Start of LISTED ENTRIES

PR #3224, opened 2022-10-07
Update article.md

bruteF04C3:
Had a quick look at YDKJS, and some other resources on youtube and over the internet in general. Open for suggestions / discussion

Thanks !

### DIFF
--- a/1-js/01-getting-started/1-intro/article.md
+++ b/1-js/01-getting-started/1-intro/article.md
@@ -8,9 +8,11 @@ Let's see what's so special about JavaScript, what we can achieve with it, and w
 
 The programs in this language are called *scripts*. They can be written right in a web page's HTML and run automatically as the page loads.
 
-Scripts are provided and executed as plain text. They don't need special preparation or compilation to run.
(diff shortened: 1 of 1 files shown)


joaquinelio:
I dont know...
Point of view.

For me, a programmer,
compilation is the process I fire to obtain a code or pseudocode file.
And the effect that it refuses to compile if it encounters fatal errors is not minor.

One could say an interpreted one compiles commands as they appear,
but I dont think the philosophy help the learner to understand the lang better.

bruteF04C3:
> I dont know... Point of view.
> 
> For me, a programmer, compilation is the process I fire to obtain a code or pseudocode file. And the effect that it refuses to compile if it encounters fatal errors is not minor.
> 
> One could say an interpreted one compiles commands as they appear, but I dont think the philosophy help the learner to understand the lang better.

May not help the learner directly, but at a medium with such reach, this can definitely help reduce confusion.

iliakan:
The description is clear enough: a script doesn't need a preparation/compilation.

What engines do internally is their own business.

PR #189, opened 2017-11-18
Supplier added to logger interface

nikita-sheremet-java-developer:
The java 8 `Supplier<String>` is added to Logger interface.

Inspired from [kotlin logger](https://github.com/MicroUtils/kotlin-logging)

Some points to pay attention:

1. Could you please look at `org.slf4j.event.EventRecodingLogger#recordEvent(org.slf4j.event.Level, org.slf4j.Marker, java.util.function.Supplier<java.lang.String>, java.lang.Throwable)` method (TODO added). It gets message from supplier without checking log level. This may leads to performance issues. It is unclear (at least for me) how is `org.slf4j.event.SubstituteLoggingEvent` handled. If it is just a class in same jvm so we can add a `.setSupplier` method to it. But if this class is plain dto and it can be serializsed adding supplier method is not a solution. Could you please review this point?
2. `org.slf4j.jul.JDK14LoggerAdapter.java`
At first glace this class should not have any `Supplier` methods. But I changed it in the same way as other classes because minimal jdk version was `1.6`, so `JDK14LoggerAdapter` is not restricted to `1.4`. But I can be wrong. Could you please check this? If adding `Supplier<String>` is not a solution should `JDK14LoggerAdapter` be deleted?
3. I have made javadocs for new methods similar as others, but english is not my native language - could you please check javadocs?

I saw that this project is not being developed intensively and most of PR about comments to javadocs or typos and so on. But this changes about API and if you provide feedback quickly and I quickly make new changes -> new slf4j API will be quickly published :)

### DIFF
--- a/pom.xml
+++ b/pom.xml
@@ -165,7 +165,7 @@
         <configuration>
           <toolchains>
             <jdk>
-              <version>1.9</version>
+              <version>9</version>
             </jdk>
           </toolchains>
         </configuration>
--- a/pom.xml
+++ b/pom.xml
@@ -165,7 +165,7 @@
         <configuration>
           <toolchains>
             <jdk>
-              <version>1.8</version>
+              <version>8</version>
             </jdk>
           </toolchains>
         </configuration>
--- a/pom.xml
+++ b/pom.xml
@@ -35,14 +35,14 @@
   <properties>
     <stable.version>1.7.25</stable.version>
     <!-- java.util.ServiceLoader requires Java 6 -->
-    <jdk.version>1.6</jdk.version>
+    <jdk.version>1.8</jdk.version>
     <maven.compiler.source>${jdk.version}</maven.compiler.source>
     <maven.compiler.target>${jdk.version}</maven.compiler.target>
     <project.build.sourceEncoding>UTF-8</project.build.sourceEncoding>
     <project.build.resourceEncoding>UTF-8</project.build.resourceEncoding>
     <project.reporting.outputEncoding>UTF-8</project.reporting.outputEncoding>
     <!-- used in integration testing -->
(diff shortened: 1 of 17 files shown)


nikita-sheremet-java-developer:
I have tried jdks:

1. 1.8
2. 1.9
3. 8
4. 9

But travis still couldn't build the project. Could you please new jdk into travis?

ceki:
We are not yet ready to move the slf4j-api to Java 8.

nikita-sheremet-java-developer:
Sad. :( But:

1. Why or can I help with moving to java 8?
2. When do you planned to so (I saw moudle-info file which are support by java 9 or later)?

ceki:
- The slf4j-api is a common denominator in thousands if not millions of projects. It follows that in order to support this large number of projects, we still need to support Java 6. 
- Java 9 support retains Java 6 compatibility.

hazendaz:
With exception to many plugins such as animal sniffer that crash due to java 9 features.  While fixed on newer versions I suspect adding java 9 features is going to cause users pain and if this isn't raising java version it's rather pointless.

nikita-sheremet-java-developer:
> The slf4j-api is a common denominator in thousands if not millions of projects. It follows that in order to support this large number of projects, we still need to support Java 6.

I understand, but `slf4j` have to move to new java versions in future. Theoretically slf4j with java 8 api may have another version like `2.0.0`, `1.8-java8` or `java-8-1.8`. So all projects which support java 8 can move, all other can stay with old versions. From other side it is needed to support 2 projects (branches) instead of 1.

Have you considered such approach or you think that it will be difficult to manage/support both versions (branches)?

ceki:
Parallel versions is defintely a no go.

PR #191, opened 2017-12-06
SLF4J-422 Include unused arguments.

epabst:


epabst:
The build failed for an unrelated reason: 
Cannot find matching toolchain definitions for the following toolchain types: jdk [ version='1.6' ]

PR #193, opened 2018-02-03
fix for SLF4J-429

pa314159:


ceki:
It is not possible to log at the OFF level. So the "mapping" of the OFF level does not matter. Please create a unit test illustrating the problem.

pa314159:
It is possible to log at any level by calling java.util.logging.Logger.log, which is what actually Jersey or any other application that configures the level at runtime does.

See your test SLF4JBridgeHandlerTest.testLevels failing here https://github.com/pa314159/slf4j/tree/SLF4J-429/failure

PR #197, opened 2018-05-06
Added toolchain setup instructions

toolforger:


toolforger:
This has been sitting unreviewed for 10 days.
Sinking a few hours into an update and not getting feedback is unrewarding.
Starting work on something and having to shelve it for 10 days starts swapping out memories, so it's an ineffective workflow.

For these reasons I conclude:
Please feel free to merge or reject, but I don't care about this PR anymore.
(Actually I won't try to contribute to SLF4J again.)

PR #198, opened 2018-05-18
Make slf4j with java.util.ServiceLoader properly work in OSGi by using the Service Loader Mediator Specification

Vampire:
As a workaround one can create a fragment for the slf4j-api bundle, e. g. with Gradle using

```groovy
plugins {
    id 'osgi'
}

task slf4jApiFragmentJar(type: Jar) {
    baseName = project.name + '-slf4jApiFragment'
    manifest = osgiManifest {
        name = 'net.kautler.test.osgi.slf4j.api.fragment'
        symbolicName = 'net.kautler.test.osgi.slf4j.api.fragment'
        version = '1.0.0'
        classesDir = temporaryDir
        classpath = files()
        instruction 'Fragment-Host', 'slf4j.api'
        instruction 'Require-Capability', '' +
                'osgi.extender;' +
                'filter:="(osgi.extender=osgi.serviceloader.processor)",' +
                'osgi.serviceloader;' +
                'filter:="(osgi.serviceloader=org.slf4j.spi.SLF4JServiceProvider)"'
    }
}
```

### DIFF
--- a/slf4j-api/src/main/resources/META-INF/MANIFEST.MF
+++ b/slf4j-api/src/main/resources/META-INF/MANIFEST.MF
@@ -9,3 +9,6 @@ Export-Package: org.slf4j;version=${parsedVersion.osgiVersion},
   org.slf4j.helpers;version=${parsedVersion.osgiVersion},
   org.slf4j.event;version=${parsedVersion.osgiVersion}
 Import-Package: org.slf4j.spi;version=${parsedVersion.osgiVersion}
+Require-Capability: osgi.extender;filter:="(osgi.extender=osgi.service
+ loader.processor)",osgi.serviceloader;filter:="(osgi.serviceloader=or
+ g.slf4j.spi.SLF4JServiceProvider)"


Vampire:
Of course it would be nicer if the native OSGi service loader mechanism would be supported, but that would need a bit more work I think. (and more experience with OSGi than I have currently)

rgansevles:
This pull-request is related to the fix in log4j2 see https://issues.apache.org/jira/browse/LOG4J2-2305

On the log4j-side  a fix has been applied and has been verified icw this pull-request.

Please consider this pull-request for next release.

HennoVermeulen:
I experienced the same problem trying to bind slf4j 1.8 to log4j1 in an OSGi environment using bundles slf4j.api (version 1.8.0.alpha2) and slf4j.log4j12 (version 1.8.0.alpha2). I can solve it by only changing the manifest of slf4j.log4j12 to include "<Fragment-Host>slf4j.api</Fragment-Host>" so that slf4j.api can find the required resources from its classpath.

As slf4j-log4j12 is part of slf4j itself, could the fix for log4j1 be included as part of this pull request? The manifest file is [here](https://github.com/qos-ch/slf4j/blob/1_8_0-SNAPSHOT/slf4j-log4j12/src/main/resources/META-INF/MANIFEST.MF)

ceki:
a jira ticket would help me track the issue. Can you please create a jira ticket?

Vampire:
Sure: https://jira.qos.ch/browse/SLF4J-457

jcompagner:
Are there any plans to put this in? 1.8 release was all about service loader and so on
and this is a another small step so that also in osgi containers this service loader can be used..

ceki:
The conversation in LOG4J2-2305 seemed quite involved. I would appreciate if @Vampire or @jcompagner  tested the commit and confirmed that it was working as expected.

rgansevles:
I can confirm is works as expected.

Will there be a 1.8 new beta and if yes, can you also merge this fix there?
Problem now is that log4j had a special jar to deal with slf4j-1.8 which does not accept slf4j-2, so for us to work with this we need a change to log4j.

Rob

ceki:
@rgansevles  Thank you for the confirmation.

The SLF4J 1.8 line has been subsumed by 2.0 which builds on 1.8 but adding a fluent API.  The fluent API is transparent to existing implementations unless they wish to support it natively.

I suppose log4j's special jar specifies a version number for slf4j-api. Right? 

It should be noted that for backends such log4j2, there might be non-transparent API changes in SLF4J 2.0-alpha* before going beta.

PR #200, opened 2018-10-10
Update AppenderSkeleton to support Jalopy implementation

stefanleh:
Add protected String `name` for backward compatibility with Jalopy 1.5-rc3. 
Jalopy sets the name directly instead using the designated setter method.


stefanleh:
Ping.

PR #203, opened 2019-02-20
Starting 2.0

ffissore:
This PR sets the minimum java version to 1.8 and includes slf4j-fluent

### DIFF
--- a/.travis.yml
+++ b/.travis.yml
@@ -1,5 +1,7 @@
 dist: trusty
+
 language: java
+
 jdk:
   - oraclejdk11
 
@@ -7,5 +9,4 @@ notifications:
   email:
       - notification@qos.ch
 
-script: clean install
   
--- a/.travis.yml
+++ b/.travis.yml
@@ -7,7 +7,9 @@ jdk:
 
 notifications:
   email:
-      - notification@qos.ch
+      - notification@qos.c
+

End of LISTED ENTRIES

HOW TO COMPLETE THIS TASK: Your task is to set down exactly the lines from the line containing "PR #203, opened 2019-02-20" to the end of the data above, including both ends.

WORKED SOLUTION:
PR #203, opened 2019-02-20
Starting 2.0

ffissore:
This PR sets the minimum java version to 1.8 and includes slf4j-fluent

### DIFF
--- a/.travis.yml
+++ b/.travis.yml
@@ -1,5 +1,7 @@
 dist: trusty
+
 language: java
+
 jdk:
   - oraclejdk11
 
@@ -7,5 +9,4 @@ notifications:
   email:
       - notification@qos.ch
 
-script: clean install
   
--- a/.travis.yml
+++ b/.travis.yml
@@ -7,7 +7,9 @@ jdk:
 
 notifications:
   email:
-      - notification@qos.ch
+      - notification@qos.c
+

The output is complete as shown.